In order to achieve the aforementioned purposes, the personal data of the persons concerned can be communicated, in strict compliance with Regulation 2016/679 as well as relevant legislation in the field, to public authorities and institutions having fiscal responsibilities as well as to companies and people with whom our company collaborates. In this case S.C. Elsaco Solutions S.R.L. will take, within the limits of the law, measures to ensure the confidentiality and security of personal data.
The companies, institutions and persons who will have access to your personal data are: Employees and collaborators of the Operator, third-party companies: Urgent Cargus SRL, Fan Curier, UNICREDIT BANK, Banca Transilvania, BCR.

The Legal Basis of the Processing

The legal basis for the processing of your personal data is Article 6 (1) (b), (c), and (f) of Regulation (EU) 2016/679, as follows:

• Article 6 (1) (b) is applicable as the processing of personal data is necessary for the execution of commercial and contractual relations;
• Article 6 (1) (c) is applicable since the processing of personal data is necessary for our company to comply with its legal obligations;
• Article 6 (1) (f) is applicable as the processing of personal data is necessary to achieve the legitimate interests pursued by our company, namely to ensure the functioning of the company in order to achieve a profit in strict compliance with the legal provisions as well as the rights of the other persons.

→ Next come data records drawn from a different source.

PR #512, opened 2022-09-06
Show digital product lines as well as physical ones

ryanmitchell:
Not sure if this is handled by changes in other PRs, but I noticed that digital products were not being shown in the order view.

### DIFF
--- a/packages/admin/resources/views/livewire/components/orders/show.blade.php
+++ b/packages/admin/resources/views/livewire/components/orders/show.blade.php
@@ -48,7 +48,7 @@
                     </ul>
                 </div>
 
-                @if ($this->physicalLines->count() > $maxLines)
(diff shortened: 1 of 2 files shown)


ryanmitchell:
If you mark an item as not requiring shipping, then it gets marked as digital when you purchase and then doesn't show up. This change, or something like it is necessary. What specifically do you think needs documented?

glennjacobs:
> If you mark an item as not requiring shipping, then it gets marked as digital when you purchase and then doesn't show up. This change, or something like it is necessary. What specifically do you think needs documented?

ha, you know more than me :-) Just checked and you're correct.

If that's the case, then we probably don't need anything added to the docs.

ryanmitchell:
Real world usage :)

glennjacobs (approved):

PR #513, opened 2022-09-07
dark-mode/customers

markmead:
Initial pass at dark mode for the customer screens.

I'm leaving buttons, tables and pagination as these are components that will be tackled on a different PR.


packages/admin/resources/views/livewire/components/customers/index.blade.php
```diff
@@ -1,21 +1,15 @@
-<div class="flex-col space-y-4">
-    <div class="flex items-center justify-between">
-        <strong class="text-xl font-bold md:text-2xl">
-            {{ __('adminhub::catalogue.customers.index.title') }}
-        </strong>
-    </div>
+<div class="space-y-4">
+    <h1 class="text-xl font-bold text-gray-900 md:text-2xl dark:text-white">
```
wychoong, line 2: can we only merge dark mode classes only if dark mode is enabled?

```php
@class([
       'text-xl font-bold text-gray-900 md:text-2xl',
       'dark:text-white' => config('getcandy-hub.system.dark_mode'),
])
```

markmead: At the moment dark mode is based on system preferences but there will be a toggle to enable/disable.

wychoong: i meant disable dark mode entirely.
because if you included the `dark:', the css comes with GC will have those classes and works fine, but for those additional slot/pages we added, it will stay white unless we add dark mode support.

markmead: Yeah, I think an option to disable it as a developer makes sense! Great suggestion! 🙌

PR #505, opened 2022-09-01
[0.2] Image editor

wychoong:
Integrate Filerobot Image Editor [(FIE)](https://github.com/scaleflex/filerobot-image-editor) to product image editor

- using cdn instead of npm as its giving a lot warning message during npm install
- should consider allow config file to configure editor tools or whole config?
- Some css styling for readability and more fitting to GC color theme, still need polishing but I’ll leave it up to core team

PR #515, opened 2022-09-07
Fix - Issue where uploading variant media overrides product media.

alecritson:
Fixes an issue brought up on #505 by @wychoong

### DIFF
--- a/packages/admin/src/Http/Livewire/Components/Products/Variants/VariantShow.php
+++ b/packages/admin/src/Http/Livewire/Components/Products/Variants/VariantShow.php
@@ -240,7 +240,7 @@ class VariantShow extends Component
                 if ($newImage) {
                     $media->setCustomProperty('caption', $image['caption']);
                     $media->setCustomProperty('primary', false);
-                    $media->setCustomProperty('position', $image['position']);
+                    $media->setCustomProperty('position', $owner->media()->count() + 1);
                     $media->save();
                 }
 
--- a/packages/admin/src/Http/Livewire/Components/Products/Variants/VariantShow.php
+++ b/packages/admin/src/Http/Livewire/Components/Products/Variants/VariantShow.php
@@ -212,6 +212,8 @@ class VariantShow extends Component
             $imagesToSync = [];
 
             foreach ($this->images as $key => $image) {
+                $newImage = false;
+
                 if (empty($image['id'])) {
                     $file = TemporaryUploadedFile::createFromLivewire(
                         $image['filename']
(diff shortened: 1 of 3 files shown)


packages/admin/src/Http/Livewire/Components/Products/Variants/VariantShow.php
```diff
@@ -229,14 +231,18 @@ public function updateImages()
...
                 $media = app(config('media-library.media_model'))::find($image['id']);
 
-                $media->setCustomProperty('caption', $image['caption']);
-                $media->setCustomProperty('primary', false);
-                $media->setCustomProperty('position', $image['position']);
-                $media->save();
+                if ($newImage) {
+                    $media->setCustomProperty('caption', $image['caption']);
+                    $media->setCustomProperty('primary', false);
+                    $media->setCustomProperty('position', $image['position']);
```
wychoong, line 243: I think only can set property for caption, position will clash with main product too. Maybe store in the media_product_variant table?

alecritson: Good point, the problem is we are storing the actual media against the product so it will need a position, I've done a small tweak to use the number of media models against a product + 1 so it should give a proper position 🤔

wychoong: What if the reorder image position in variant? Probably count() + position?

However it still somehow feels wrong to me. Seems will still be affecting when image is linked to more than 1 variant 🤔

alecritson: @wychoong I've adjusted it and added position on the pivot for variant images, so they are independent from the product image position. We then only apply the position to the product media if it's a new one since it's going on the product, what do you think?

wychoong: Sounds good to me. It’s the changes is not committed right? Just in case I missing anything 😅

alecritson: Good point, I didn't push it up on friday 🤦 I've pushed it up now though 🤞

wychoong: LGTM! Just to remove line 242 and 243 😃

alecritson: Will ping @glennjacobs for the final review!

glennjacobs (approved):

Issue #519, opened 2022-09-09
Tax_Breakdown of Order multiplication by number of items


AphgaDesign:
- GetCandy version: 2.0@beta
- Laravel Version: 9.2
- PHP Version: 8.1
- Database Driver & Version: MySQL, 8.0.29

### Expected Behaviour: 
The Order's TaxBreakdown percentage at 5% for TPS (exemple)

### Actual Behaviour: 
![GetCandy-Bug-Tax_Breakdown](https://user-images.githubusercontent.com/17551643/189261535-fb64df87-e655-4110-a342-a595572d70fd.JPG)
When you create an Order from Cart, the Order's TaxBreakdown percentage are multiplicated by number of items in order (TPS of 5% are at 15% for an Order with 2 items and 1 shipping).

### Steps To Reproduce: 
1. Configure TPS at 5%
2. Configure TVQ at 9.975%
3. Add 2 items with 1 shipping option in cart
4. Create Order from Cart
5. Look tax_breakdown on Order's table in database.

glennjacobs:
Can you please show your tax configuration? Depending on how you've set it up, this would be the correct behaviour.

We don't have enough information here to reproduce.

AphgaDesign:
Ok, i show you the configuration in hub parameters and an exemple in a product
![GetCandy-Bug-Tax_Breakdown-1](https://user-images.githubusercontent.com/17551643/189345431-ca80b168-ff07-4e54-90f1-38bb73c47bd6.JPG)
![GetCandy-Bug-Tax_Breakdown-2](https://user-images.githubusercontent.com/17551643/189345433-914ecea2-293f-4333-9020-a39065cae4f3.JPG)

glennjacobs:
You have configured two tax rates, so it's doing what is expected.

How do you need it to work?

AphgaDesign:
In Quebec, we have TPS (5 %) and TVQ(9,975 %). In DB, the tax_breakdown for a product have right % for TPS and TVQ. But the tax_breakdown for an order have the wrong % because it was multiply by the number of lines in order

AphgaDesign:
And an other information, in cart, the % is working fine but not in order

glennjacobs:
Right I see, so the 5% for example should always be 5%, a percentage shouldn't increase (e.g. to 15%).

Apart from the percentages, are the other figures correct?

glennjacobs:
FYI, I have been able to reproduce this.

[...]

PR #522, opened 2022-09-09
Change sum to min for getting tax percentage

glennjacobs:
Fix for #519 

We shouldn't be summing the percentage on order tax summaries, so changed to `min()` as the percentages should always be the same regardless.


glennjacobs:
@alecritson tests failed on this, but nothing to do with this code. Seems like there may be an issue with the existing tests and setting language code. Guessing it randomly sets a code and every once in a while a conflict occurs.

alecritson:
I think there is a failure that happens once in a blue moon, will look to see what's going on when I can.

Does this PR still need tests?

glennjacobs:
> Does this PR still need tests?

It's why I have it in draft. I looked at making a test, but there was nothing quick I could borrow to make one.

PR #532, opened 2022-09-15
Add migrate command

alecritson:
This is a single use command to upgrade your GetCandy database to the Lunar database schema.

```sh
php artisan lunar:migrate:getcandy
```

## Prerequisites 

- Renamed `config/getcandy/database` to `config/lunar/database`
- Updated the table prefix to `lunar_`

> If you have used your own prefix, then you do not need to do this.

## Steps

- If you've used the `getcandy_` prefix, it will add the `lunar_` tables and copy the data across. It won't delete the original `getcandy_` tables, so you'll need to do this manually at the end.
- Update any Polymorphic tables Lunar knows about replacing `GetCandy` with `Lunar` in the namespace. If you have custom polymorphic tables you'll need to do this yourself.
- Updates any `attribute_data` columns that Lunar knows about, again, if you have custom tables for this it's a manual task.

---

The intention is for this command to be available during one minor release cycle i.e. `0.1.0` and removed in `0.2.0`


packages/core/src/Console/Commands/MigrateGetCandy.php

Your Rights as a Person Concerned With the Processing of Personal Data

• The right of access. The data subject has the right to obtain from the operator a confirmation that personal data concerning him/her are processed or, if so, access to the data. A copy of the personal data undergoing processing may be obtained;
• The right to rectification. The data subject has the right to obtain from the controller, without undue delay, the rectification of inaccurate personal data relating to him;
• The right to delete data. The data subject has the right to obtain from the operator the deletion of the personal data relating to him, subject to Article 17 of the Regulation;
• The right to restrict the processing. The person concerned has the right to obtain from the operator the restriction of the processing under the conditions set out in Article 18 of the Regulation;
• The right to data portability. The data subject has the right to receive the personal data which he regards and which he has provided to the operator;
• The right to opposition. At any time, the data subject has the right to oppose, for reasons related to his/her particular situation, the processing of personal data concerning him/her, including the creation of profiles based on those provisions;
• The right not to be the subject of a decision based solely on automatic processing, including the creation of profiles;
• The right to lodge a complaint with the National Supervisory Authority for Personal Data Processing.

S.C Elsaco Solutions S.R.L. does not use an automated decision-making process including the creation of profiles. We provide you on request in full form Regulation (EU) 2016/679 on the protection of individuals with regard to the processing of personal data.

Protection of Personal Data

S.C. Elsaco Solutions S.R.L. as a personal data controller, will take organizational, administrative and technical measures to comply with Regulation 2016/679 as well as to protect the personal data of the data subjects.